[Excerpted data Boundary: Start]
PR #473, opened 2019-03-22
Remove terra-base peerDep and normalize react-intl version

bjankord:
### Summary
Work that resolves https://github.com/cerner/terra-core/issues/2291 for terra-clinical


packages/terra-clinical-application/src/Application.jsx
[Excerpted data Boundary: End]
Problem description => For this exercise, copy word for word the line that contains "Remove terra-base peerDep" and every line after it, ending with the last line of the entries above.

Expected output =>
Remove terra-base peerDep and normalize react-intl version

bjankord:
### Summary
Work that resolves https://github.com/cerner/terra-core/issues/2291 for terra-clinical


packages/terra-clinical-application/src/Application.jsx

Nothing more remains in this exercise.